Work to be completed: Take the entries below and print, exactly, the stretch from the line containing "ext/standard/streamsfuncs.c <-- proto" through the line containing "packages that may rely on the API/ABI.", both included.

(Extracted records)
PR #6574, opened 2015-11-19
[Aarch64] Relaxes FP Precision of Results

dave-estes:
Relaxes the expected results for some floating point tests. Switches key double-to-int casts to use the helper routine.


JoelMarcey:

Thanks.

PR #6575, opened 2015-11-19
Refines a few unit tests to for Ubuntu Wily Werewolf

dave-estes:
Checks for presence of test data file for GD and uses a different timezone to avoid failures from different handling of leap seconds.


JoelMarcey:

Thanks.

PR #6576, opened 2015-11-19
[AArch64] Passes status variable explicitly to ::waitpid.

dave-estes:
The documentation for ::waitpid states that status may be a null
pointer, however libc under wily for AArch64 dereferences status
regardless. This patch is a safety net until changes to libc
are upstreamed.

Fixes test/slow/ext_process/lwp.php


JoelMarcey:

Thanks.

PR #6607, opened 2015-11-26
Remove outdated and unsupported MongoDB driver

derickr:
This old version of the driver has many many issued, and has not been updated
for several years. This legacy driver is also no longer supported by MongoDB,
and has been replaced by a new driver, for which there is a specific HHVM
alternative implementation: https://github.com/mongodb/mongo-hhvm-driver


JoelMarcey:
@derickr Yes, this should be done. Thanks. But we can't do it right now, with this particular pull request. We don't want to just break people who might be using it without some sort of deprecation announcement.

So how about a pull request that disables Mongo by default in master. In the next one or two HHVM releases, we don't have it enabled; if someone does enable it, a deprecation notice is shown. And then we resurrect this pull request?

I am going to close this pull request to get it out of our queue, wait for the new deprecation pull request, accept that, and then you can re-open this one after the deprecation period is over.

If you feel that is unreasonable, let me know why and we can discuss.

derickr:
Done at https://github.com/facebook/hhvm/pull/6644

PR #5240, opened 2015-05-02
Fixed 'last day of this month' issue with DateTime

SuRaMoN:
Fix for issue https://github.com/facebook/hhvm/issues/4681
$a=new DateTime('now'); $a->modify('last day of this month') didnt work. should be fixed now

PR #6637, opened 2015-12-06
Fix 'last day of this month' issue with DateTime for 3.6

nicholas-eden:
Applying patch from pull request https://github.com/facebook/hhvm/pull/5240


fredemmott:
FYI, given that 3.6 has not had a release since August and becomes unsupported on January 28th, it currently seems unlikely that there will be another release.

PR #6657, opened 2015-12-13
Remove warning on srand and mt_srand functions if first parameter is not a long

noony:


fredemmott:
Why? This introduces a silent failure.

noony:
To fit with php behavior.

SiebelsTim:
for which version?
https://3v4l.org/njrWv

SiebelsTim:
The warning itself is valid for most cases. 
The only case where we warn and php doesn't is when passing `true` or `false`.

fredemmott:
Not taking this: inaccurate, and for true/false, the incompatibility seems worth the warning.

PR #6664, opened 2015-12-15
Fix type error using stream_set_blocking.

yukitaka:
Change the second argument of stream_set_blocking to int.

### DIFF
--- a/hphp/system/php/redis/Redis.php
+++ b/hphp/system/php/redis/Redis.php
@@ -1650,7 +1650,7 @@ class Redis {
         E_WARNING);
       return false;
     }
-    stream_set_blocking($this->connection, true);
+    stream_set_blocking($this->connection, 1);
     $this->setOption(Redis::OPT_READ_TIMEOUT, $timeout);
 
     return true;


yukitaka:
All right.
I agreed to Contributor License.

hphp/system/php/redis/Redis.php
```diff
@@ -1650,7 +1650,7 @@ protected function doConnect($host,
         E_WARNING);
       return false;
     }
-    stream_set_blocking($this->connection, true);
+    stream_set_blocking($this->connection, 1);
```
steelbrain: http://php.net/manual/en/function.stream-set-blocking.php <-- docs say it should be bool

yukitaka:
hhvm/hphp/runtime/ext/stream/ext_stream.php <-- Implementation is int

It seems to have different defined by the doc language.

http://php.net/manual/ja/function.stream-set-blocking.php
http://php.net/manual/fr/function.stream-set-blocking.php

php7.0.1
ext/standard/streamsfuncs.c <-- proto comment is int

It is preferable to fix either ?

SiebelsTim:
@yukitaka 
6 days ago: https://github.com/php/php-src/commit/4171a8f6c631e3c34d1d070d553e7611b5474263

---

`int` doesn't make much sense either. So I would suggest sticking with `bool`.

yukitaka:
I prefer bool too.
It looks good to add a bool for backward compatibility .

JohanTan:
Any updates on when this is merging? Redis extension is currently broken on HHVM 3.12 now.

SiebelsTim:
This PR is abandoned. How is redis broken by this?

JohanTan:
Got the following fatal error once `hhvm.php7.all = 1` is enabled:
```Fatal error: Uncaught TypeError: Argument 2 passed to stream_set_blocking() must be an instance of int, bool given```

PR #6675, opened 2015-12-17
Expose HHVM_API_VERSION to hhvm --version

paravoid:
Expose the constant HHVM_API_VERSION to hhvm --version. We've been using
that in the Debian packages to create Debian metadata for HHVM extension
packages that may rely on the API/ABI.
--
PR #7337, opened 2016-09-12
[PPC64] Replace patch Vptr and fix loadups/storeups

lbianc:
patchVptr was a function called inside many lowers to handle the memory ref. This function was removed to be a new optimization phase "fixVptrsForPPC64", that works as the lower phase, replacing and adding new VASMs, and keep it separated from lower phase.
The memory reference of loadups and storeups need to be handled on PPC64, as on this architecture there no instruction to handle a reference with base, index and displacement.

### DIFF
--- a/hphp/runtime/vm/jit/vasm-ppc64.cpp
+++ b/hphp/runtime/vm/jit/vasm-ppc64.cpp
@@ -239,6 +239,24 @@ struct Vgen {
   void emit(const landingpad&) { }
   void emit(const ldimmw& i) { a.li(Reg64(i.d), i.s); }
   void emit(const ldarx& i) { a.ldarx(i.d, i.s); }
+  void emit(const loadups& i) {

Expected answer:
ext/standard/streamsfuncs.c <-- proto comment is int

It is preferable to fix either ?

SiebelsTim:
@yukitaka 
6 days ago: https://github.com/php/php-src/commit/4171a8f6c631e3c34d1d070d553e7611b5474263

---

`int` doesn't make much sense either. So I would suggest sticking with `bool`.

yukitaka:
I prefer bool too.
It looks good to add a bool for backward compatibility .

JohanTan:
Any updates on when this is merging? Redis extension is currently broken on HHVM 3.12 now.

SiebelsTim:
This PR is abandoned. How is redis broken by this?

JohanTan:
Got the following fatal error once `hhvm.php7.all = 1` is enabled:
```Fatal error: Uncaught TypeError: Argument 2 passed to stream_set_blocking() must be an instance of int, bool given```

PR #6675, opened 2015-12-17
Expose HHVM_API_VERSION to hhvm --version

paravoid:
Expose the constant HHVM_API_VERSION to hhvm --version. We've been using
that in the Debian packages to create Debian metadata for HHVM extension
packages that may rely on the API/ABI.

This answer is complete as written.